**Work required:** How many lines below include the word "Looks"? State that number and nothing else.

### Given information

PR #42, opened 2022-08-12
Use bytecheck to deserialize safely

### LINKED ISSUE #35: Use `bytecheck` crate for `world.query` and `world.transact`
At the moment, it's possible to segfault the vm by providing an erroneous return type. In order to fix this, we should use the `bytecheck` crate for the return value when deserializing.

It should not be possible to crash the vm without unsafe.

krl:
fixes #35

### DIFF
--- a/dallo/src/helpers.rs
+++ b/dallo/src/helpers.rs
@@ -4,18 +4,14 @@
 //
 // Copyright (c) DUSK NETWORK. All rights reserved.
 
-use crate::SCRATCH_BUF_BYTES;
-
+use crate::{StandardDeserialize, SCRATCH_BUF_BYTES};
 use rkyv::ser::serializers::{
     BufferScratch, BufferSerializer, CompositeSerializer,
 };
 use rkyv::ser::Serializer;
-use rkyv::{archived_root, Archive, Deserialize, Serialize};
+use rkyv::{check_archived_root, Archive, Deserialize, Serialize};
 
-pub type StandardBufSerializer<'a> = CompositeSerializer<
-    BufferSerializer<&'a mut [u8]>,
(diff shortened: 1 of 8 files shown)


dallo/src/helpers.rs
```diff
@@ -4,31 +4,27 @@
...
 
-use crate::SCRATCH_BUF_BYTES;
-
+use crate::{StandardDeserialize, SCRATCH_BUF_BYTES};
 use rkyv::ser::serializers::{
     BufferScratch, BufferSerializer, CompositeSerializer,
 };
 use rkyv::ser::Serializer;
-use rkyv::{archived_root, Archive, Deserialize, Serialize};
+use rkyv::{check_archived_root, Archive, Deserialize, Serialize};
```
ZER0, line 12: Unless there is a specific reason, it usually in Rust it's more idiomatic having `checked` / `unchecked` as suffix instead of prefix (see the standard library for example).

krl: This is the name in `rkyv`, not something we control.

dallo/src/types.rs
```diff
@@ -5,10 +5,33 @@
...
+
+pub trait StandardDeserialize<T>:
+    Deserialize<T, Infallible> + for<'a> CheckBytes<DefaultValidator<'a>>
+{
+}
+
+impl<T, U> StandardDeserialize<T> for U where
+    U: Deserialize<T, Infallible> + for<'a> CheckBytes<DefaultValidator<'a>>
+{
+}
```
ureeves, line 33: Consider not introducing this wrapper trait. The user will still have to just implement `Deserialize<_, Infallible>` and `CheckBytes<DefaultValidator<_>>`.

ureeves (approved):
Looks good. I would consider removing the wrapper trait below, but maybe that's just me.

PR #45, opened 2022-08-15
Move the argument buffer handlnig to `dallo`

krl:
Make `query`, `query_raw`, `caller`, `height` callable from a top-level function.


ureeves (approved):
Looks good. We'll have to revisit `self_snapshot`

######

**Response below:** 2